(Saved entries)
PR #3628, opened 2025-06-11
Prefix peripheral cfg symbols with `chip_has_*`

bugadani:
cc https://github.com/esp-rs/esp-hal/pull/3626#discussion_r2139958256

I have intentionally not touched `symbols =` symbols, even though Copilot sometimes tried to.

### DIFF
--- a/esp-hal/src/gpio/mod.rs
+++ b/esp-hal/src/gpio/mod.rs
@@ -5,7 +5,7 @@
 //! Each pin can be used as a general-purpose I/O, or be connected to one or
 //! more internal peripheral signals.
 #![cfg_attr(
-    soc_etm,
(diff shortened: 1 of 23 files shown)


esp-hal/src/gpio/mod.rs
```diff
@@ -5,7 +5,7 @@
 //! Each pin can be used as a general-purpose I/O, or be connected to one or
 //! more internal peripheral signals.
 #![cfg_attr(
-    soc_etm,
+    soc_has_soc_etm,
```
bjoernQ: is this naming intended? read a bit funny

bjoernQ (approved):
Besided that one naming LGTM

=== Task brief ===
Every record, word for word, must be returned.

=== Exercise response ===
PR #3628, opened 2025-06-11
Prefix peripheral cfg symbols with `chip_has_*`

bugadani:
cc https://github.com/esp-rs/esp-hal/pull/3626#discussion_r2139958256

I have intentionally not touched `symbols =` symbols, even though Copilot sometimes tried to.

### DIFF
--- a/esp-hal/src/gpio/mod.rs
+++ b/esp-hal/src/gpio/mod.rs
@@ -5,7 +5,7 @@
 //! Each pin can be used as a general-purpose I/O, or be connected to one or
 //! more internal peripheral signals.
 #![cfg_attr(
-    soc_etm,
(diff shortened: 1 of 23 files shown)


esp-hal/src/gpio/mod.rs
```diff
@@ -5,7 +5,7 @@
 //! Each pin can be used as a general-purpose I/O, or be connected to one or
 //! more internal peripheral signals.
 #![cfg_attr(
-    soc_etm,
+    soc_has_soc_etm,
```
bjoernQ: is this naming intended? read a bit funny

bjoernQ (approved):
Besided that one naming LGTM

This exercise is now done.